● **Your task**
What is the number of lines in this listing that include the string "between"? Answer with that number by itself.

● **Data shown**
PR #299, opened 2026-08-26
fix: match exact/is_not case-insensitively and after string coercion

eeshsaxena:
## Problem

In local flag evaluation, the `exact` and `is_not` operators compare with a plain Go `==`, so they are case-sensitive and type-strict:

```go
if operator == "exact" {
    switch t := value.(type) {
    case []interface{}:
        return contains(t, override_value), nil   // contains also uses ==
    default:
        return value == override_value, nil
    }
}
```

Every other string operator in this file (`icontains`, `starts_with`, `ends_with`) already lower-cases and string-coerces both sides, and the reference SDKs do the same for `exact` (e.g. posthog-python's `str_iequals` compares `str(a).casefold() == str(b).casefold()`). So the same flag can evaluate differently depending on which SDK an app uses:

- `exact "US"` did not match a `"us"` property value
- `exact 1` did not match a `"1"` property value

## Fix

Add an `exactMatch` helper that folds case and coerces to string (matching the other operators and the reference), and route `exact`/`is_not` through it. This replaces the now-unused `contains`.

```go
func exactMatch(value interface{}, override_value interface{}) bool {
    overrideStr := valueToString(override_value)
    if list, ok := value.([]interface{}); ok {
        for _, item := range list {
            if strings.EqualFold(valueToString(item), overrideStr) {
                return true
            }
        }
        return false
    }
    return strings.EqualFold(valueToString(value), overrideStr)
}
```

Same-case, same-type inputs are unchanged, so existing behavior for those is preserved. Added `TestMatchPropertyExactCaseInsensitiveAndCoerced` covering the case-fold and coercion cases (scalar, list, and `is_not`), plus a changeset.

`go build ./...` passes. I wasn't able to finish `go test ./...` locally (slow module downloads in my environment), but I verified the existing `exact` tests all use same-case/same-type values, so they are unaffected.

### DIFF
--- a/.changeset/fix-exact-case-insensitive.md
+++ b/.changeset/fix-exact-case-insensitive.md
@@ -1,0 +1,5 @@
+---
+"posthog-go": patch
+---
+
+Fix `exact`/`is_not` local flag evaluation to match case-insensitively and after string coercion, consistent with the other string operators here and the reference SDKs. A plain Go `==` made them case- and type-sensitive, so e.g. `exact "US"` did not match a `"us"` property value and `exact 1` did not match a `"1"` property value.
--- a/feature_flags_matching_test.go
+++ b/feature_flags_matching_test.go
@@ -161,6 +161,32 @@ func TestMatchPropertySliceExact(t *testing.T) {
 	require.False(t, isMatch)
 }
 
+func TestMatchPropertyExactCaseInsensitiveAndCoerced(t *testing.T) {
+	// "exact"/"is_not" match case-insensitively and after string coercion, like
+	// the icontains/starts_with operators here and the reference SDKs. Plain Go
* * *
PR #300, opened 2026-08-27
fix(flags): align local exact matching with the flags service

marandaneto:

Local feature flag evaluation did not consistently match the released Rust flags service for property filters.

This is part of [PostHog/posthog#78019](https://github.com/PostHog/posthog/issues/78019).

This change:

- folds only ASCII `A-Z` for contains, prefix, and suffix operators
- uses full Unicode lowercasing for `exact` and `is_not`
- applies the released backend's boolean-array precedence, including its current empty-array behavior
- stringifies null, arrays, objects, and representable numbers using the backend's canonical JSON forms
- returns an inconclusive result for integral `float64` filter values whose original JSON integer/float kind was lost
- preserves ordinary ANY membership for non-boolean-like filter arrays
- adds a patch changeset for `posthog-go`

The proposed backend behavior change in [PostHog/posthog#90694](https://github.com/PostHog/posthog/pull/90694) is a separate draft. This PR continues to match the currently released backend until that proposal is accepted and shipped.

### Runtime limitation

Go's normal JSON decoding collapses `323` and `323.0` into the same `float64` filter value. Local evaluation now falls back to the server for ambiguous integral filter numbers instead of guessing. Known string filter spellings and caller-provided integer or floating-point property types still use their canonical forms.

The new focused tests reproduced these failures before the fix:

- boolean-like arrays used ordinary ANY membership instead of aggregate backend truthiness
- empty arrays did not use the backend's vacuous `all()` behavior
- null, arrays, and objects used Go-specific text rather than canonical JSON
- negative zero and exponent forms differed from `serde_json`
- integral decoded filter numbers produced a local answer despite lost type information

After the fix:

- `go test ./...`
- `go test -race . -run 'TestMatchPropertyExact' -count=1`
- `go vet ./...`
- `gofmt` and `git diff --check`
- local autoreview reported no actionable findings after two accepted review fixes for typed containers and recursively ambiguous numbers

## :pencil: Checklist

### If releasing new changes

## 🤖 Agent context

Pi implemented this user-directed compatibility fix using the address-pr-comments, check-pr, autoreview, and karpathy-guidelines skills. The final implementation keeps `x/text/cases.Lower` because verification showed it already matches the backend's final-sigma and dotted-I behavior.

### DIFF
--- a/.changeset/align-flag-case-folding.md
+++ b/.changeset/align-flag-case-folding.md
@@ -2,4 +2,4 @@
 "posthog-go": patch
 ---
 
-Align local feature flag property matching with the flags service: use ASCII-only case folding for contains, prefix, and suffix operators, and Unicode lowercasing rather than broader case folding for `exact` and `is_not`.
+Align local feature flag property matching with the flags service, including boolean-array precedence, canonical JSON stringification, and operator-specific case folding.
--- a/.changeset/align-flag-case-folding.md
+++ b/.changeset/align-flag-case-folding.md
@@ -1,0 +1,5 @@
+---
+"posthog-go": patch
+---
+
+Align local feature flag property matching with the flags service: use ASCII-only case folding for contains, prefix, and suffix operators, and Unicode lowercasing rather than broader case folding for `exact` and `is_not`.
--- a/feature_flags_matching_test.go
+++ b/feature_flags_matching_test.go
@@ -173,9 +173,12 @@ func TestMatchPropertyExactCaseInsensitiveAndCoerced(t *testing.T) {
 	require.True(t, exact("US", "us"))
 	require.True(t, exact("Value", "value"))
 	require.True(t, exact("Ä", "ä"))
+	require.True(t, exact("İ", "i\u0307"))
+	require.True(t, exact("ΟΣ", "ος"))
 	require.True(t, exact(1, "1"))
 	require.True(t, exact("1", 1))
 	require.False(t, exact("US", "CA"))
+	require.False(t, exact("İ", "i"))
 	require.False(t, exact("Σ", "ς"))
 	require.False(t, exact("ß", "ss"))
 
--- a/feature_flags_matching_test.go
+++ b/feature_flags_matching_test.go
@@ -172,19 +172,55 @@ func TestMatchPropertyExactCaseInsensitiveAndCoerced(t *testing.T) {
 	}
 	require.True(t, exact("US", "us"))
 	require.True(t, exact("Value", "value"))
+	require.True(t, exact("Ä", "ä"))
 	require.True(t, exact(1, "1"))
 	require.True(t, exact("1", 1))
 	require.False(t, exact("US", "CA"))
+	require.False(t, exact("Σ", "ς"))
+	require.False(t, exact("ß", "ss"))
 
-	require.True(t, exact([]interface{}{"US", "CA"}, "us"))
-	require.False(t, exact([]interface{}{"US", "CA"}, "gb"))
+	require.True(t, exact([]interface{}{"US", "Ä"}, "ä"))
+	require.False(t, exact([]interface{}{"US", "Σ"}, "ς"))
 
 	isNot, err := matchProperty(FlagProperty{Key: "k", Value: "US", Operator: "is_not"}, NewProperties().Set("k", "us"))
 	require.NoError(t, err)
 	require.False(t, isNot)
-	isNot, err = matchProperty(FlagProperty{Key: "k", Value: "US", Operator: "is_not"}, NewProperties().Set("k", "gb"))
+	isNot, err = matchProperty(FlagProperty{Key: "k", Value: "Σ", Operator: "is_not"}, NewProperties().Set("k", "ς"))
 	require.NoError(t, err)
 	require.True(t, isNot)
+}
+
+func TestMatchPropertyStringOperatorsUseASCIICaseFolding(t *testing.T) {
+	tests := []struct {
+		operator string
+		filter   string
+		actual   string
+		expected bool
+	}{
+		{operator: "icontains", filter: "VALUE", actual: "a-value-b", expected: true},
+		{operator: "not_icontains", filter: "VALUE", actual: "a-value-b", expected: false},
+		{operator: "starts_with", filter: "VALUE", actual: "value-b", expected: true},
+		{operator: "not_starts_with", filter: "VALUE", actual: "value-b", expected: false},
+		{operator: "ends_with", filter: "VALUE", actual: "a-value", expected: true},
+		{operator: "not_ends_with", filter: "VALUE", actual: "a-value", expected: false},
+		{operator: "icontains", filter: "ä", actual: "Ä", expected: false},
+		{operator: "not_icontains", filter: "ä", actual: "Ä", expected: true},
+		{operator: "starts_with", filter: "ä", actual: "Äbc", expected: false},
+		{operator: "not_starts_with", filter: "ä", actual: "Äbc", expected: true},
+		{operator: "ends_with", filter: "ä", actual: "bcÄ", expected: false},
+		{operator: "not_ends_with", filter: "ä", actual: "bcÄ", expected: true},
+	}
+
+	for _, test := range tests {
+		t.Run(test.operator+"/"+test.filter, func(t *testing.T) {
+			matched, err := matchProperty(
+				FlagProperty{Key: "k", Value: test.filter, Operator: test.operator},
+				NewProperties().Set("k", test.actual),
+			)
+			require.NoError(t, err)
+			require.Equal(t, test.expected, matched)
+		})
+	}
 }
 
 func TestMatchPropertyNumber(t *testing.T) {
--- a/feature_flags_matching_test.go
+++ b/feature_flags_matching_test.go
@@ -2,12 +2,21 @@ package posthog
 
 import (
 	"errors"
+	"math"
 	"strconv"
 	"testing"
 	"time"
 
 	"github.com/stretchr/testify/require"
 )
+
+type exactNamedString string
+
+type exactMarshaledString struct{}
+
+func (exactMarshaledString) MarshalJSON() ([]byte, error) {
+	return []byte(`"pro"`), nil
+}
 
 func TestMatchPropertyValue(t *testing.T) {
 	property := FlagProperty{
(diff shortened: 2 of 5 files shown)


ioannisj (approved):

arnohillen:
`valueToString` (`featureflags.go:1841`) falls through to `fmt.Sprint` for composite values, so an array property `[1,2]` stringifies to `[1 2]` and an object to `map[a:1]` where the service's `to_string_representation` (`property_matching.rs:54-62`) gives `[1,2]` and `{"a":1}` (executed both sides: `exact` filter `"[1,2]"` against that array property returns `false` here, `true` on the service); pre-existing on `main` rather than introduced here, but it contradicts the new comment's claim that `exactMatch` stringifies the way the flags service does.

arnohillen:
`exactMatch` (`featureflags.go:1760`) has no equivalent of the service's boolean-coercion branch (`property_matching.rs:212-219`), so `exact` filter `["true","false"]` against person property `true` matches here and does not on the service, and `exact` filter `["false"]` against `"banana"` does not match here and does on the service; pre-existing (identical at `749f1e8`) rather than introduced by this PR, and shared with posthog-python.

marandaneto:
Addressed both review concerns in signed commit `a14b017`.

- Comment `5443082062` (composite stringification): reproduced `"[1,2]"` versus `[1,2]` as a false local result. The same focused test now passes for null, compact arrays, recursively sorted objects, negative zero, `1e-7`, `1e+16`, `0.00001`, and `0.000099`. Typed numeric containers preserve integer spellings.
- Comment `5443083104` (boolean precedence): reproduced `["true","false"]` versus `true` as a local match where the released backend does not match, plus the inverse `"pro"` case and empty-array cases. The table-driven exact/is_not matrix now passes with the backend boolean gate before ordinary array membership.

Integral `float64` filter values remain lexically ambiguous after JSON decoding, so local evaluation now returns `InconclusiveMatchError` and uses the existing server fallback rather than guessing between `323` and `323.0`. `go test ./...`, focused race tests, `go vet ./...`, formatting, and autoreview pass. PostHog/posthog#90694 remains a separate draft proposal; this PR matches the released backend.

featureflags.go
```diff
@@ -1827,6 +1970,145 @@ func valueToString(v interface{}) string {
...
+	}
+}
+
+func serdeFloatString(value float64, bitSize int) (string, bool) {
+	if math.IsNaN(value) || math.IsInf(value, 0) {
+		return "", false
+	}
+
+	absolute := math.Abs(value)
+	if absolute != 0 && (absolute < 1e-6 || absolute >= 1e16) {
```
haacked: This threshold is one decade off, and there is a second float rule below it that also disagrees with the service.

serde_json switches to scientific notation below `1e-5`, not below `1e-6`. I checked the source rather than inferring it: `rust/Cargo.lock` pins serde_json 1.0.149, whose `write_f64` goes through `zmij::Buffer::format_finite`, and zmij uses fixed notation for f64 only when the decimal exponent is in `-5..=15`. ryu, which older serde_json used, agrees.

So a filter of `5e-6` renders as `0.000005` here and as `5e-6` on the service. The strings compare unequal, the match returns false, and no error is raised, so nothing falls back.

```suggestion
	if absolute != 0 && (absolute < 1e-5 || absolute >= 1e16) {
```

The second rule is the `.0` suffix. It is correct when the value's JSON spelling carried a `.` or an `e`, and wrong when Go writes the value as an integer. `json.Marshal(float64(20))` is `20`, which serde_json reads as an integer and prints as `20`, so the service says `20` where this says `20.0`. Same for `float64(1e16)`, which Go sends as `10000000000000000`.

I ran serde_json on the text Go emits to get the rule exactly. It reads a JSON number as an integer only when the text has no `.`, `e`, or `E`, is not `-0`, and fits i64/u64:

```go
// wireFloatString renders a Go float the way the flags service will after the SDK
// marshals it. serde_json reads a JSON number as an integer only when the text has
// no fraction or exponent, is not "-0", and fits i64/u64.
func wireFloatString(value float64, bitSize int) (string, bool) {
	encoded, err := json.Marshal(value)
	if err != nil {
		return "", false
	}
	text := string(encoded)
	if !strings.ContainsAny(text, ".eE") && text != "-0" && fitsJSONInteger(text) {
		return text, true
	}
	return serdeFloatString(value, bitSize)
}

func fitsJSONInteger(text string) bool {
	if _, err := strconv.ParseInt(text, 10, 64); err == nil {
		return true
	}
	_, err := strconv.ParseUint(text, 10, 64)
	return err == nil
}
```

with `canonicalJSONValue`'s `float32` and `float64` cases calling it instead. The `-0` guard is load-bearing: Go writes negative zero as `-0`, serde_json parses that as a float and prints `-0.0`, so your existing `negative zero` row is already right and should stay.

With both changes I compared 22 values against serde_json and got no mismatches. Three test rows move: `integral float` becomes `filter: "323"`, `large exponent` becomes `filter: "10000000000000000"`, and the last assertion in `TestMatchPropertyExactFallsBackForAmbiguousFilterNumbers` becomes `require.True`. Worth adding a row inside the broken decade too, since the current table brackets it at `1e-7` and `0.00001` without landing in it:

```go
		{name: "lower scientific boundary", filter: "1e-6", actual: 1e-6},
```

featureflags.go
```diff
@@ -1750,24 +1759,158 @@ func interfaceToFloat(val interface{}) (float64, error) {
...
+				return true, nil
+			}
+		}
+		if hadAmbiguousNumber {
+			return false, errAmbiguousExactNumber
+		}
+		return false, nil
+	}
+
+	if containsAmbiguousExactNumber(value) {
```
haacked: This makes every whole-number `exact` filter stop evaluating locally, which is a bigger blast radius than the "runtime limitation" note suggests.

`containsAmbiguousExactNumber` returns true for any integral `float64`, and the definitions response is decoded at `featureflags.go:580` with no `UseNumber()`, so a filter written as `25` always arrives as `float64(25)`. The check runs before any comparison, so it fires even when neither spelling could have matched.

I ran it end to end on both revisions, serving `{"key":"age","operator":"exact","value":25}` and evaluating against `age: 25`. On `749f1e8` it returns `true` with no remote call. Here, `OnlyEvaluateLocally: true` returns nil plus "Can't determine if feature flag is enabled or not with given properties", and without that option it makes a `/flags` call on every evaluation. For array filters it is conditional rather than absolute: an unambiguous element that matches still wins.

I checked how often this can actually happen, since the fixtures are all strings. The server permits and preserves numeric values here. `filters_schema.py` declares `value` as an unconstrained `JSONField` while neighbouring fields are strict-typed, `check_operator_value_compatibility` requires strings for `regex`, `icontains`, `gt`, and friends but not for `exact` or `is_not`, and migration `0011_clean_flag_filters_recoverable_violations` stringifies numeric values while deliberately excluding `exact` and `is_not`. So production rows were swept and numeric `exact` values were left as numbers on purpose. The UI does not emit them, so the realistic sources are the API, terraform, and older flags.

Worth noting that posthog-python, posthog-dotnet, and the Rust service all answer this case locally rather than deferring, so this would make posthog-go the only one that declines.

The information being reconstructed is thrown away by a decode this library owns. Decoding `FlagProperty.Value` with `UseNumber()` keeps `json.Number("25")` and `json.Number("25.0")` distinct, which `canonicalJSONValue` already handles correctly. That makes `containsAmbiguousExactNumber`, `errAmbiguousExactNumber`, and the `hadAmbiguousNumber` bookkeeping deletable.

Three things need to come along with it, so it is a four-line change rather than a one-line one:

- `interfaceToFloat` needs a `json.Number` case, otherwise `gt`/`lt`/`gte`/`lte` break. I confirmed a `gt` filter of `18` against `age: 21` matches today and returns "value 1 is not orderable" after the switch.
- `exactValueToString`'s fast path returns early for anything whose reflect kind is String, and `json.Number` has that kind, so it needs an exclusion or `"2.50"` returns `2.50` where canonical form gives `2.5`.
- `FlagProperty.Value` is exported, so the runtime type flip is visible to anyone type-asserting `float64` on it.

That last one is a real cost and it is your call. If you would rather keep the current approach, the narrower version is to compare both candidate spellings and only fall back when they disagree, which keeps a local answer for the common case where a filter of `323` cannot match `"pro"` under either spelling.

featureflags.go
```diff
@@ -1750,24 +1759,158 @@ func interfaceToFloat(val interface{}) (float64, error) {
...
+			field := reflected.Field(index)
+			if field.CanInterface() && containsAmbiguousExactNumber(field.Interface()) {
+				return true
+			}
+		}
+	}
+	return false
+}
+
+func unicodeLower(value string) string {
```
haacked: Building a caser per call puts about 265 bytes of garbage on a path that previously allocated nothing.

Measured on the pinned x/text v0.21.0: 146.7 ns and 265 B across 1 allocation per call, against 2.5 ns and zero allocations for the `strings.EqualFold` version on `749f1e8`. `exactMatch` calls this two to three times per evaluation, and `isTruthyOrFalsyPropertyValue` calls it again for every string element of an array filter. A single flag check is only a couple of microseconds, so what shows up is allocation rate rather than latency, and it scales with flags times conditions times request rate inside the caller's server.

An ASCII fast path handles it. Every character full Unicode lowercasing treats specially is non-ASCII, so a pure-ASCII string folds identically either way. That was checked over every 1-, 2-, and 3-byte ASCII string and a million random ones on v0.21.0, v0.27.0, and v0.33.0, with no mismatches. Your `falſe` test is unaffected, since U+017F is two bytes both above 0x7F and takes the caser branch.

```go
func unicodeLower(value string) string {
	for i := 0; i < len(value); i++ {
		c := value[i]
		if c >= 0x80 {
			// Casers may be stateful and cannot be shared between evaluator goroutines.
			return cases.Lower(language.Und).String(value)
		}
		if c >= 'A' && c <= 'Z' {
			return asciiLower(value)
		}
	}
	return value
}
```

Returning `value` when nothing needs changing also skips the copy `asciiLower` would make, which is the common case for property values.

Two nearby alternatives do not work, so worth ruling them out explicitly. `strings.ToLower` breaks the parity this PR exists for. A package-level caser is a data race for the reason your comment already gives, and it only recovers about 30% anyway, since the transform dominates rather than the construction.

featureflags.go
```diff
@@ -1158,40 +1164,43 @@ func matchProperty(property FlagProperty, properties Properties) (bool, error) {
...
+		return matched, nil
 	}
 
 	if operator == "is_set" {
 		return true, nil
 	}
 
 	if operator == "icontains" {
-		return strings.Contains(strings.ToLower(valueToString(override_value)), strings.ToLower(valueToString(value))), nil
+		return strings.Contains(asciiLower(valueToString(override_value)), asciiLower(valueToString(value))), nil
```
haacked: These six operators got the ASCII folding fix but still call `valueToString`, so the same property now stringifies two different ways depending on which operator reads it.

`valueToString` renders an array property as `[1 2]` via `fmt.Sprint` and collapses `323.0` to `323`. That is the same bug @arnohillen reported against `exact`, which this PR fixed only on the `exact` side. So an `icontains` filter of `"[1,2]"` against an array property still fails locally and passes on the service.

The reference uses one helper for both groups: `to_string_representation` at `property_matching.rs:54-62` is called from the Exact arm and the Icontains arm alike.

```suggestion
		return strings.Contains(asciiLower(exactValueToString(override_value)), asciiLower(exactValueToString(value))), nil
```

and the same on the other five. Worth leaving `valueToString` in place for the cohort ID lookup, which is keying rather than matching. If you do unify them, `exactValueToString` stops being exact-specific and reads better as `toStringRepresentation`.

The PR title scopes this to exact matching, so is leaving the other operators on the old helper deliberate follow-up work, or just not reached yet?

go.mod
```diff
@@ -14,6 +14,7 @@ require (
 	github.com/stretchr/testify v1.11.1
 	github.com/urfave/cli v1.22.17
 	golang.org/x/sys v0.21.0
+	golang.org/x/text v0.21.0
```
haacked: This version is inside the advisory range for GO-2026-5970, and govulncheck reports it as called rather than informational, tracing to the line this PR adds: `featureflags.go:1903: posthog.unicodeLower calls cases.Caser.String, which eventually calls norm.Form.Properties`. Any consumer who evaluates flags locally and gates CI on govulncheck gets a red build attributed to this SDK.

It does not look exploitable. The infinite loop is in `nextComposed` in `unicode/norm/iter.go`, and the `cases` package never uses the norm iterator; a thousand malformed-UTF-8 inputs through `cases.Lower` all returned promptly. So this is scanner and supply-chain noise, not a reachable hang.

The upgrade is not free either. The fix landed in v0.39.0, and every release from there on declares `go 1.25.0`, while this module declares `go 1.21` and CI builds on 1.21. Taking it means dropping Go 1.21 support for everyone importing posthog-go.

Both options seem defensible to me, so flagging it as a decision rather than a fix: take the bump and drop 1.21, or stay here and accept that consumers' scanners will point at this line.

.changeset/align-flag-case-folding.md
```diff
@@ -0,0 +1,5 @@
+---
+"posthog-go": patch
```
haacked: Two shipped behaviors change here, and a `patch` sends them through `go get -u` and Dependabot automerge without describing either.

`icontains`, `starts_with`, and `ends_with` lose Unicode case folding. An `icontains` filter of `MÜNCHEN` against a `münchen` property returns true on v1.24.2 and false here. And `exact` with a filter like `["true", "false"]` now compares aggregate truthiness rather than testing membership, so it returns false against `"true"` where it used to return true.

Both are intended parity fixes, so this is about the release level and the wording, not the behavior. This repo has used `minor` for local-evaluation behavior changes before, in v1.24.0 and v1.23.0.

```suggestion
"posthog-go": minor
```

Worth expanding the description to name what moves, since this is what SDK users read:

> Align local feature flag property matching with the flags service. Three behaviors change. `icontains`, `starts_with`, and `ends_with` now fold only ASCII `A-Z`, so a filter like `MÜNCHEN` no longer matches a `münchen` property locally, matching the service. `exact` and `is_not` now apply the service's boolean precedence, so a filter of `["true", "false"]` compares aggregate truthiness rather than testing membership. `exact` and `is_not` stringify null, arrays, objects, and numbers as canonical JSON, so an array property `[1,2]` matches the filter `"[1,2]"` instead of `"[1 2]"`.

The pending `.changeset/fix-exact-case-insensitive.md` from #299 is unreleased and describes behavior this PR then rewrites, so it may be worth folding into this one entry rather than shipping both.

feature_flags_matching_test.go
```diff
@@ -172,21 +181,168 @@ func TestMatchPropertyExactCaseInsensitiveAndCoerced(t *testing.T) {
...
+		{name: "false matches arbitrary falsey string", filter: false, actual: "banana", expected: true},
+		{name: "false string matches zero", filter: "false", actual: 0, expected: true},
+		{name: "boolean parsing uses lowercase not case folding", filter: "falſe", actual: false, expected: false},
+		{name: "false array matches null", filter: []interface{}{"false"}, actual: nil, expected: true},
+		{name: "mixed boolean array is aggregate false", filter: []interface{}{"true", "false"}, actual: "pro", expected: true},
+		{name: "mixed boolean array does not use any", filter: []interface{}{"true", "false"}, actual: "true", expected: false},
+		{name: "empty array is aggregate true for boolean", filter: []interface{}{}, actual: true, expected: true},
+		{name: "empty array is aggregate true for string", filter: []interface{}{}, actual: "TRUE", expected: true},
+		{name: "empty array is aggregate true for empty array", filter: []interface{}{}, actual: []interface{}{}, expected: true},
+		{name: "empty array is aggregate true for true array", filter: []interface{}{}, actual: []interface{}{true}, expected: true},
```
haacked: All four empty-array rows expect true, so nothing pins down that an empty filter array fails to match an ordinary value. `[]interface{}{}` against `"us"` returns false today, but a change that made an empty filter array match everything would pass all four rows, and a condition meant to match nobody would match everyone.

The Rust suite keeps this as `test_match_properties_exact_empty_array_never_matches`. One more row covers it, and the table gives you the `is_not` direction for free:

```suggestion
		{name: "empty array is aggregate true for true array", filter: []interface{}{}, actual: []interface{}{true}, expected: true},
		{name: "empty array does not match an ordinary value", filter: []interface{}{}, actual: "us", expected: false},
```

● **Response for this exercise**
2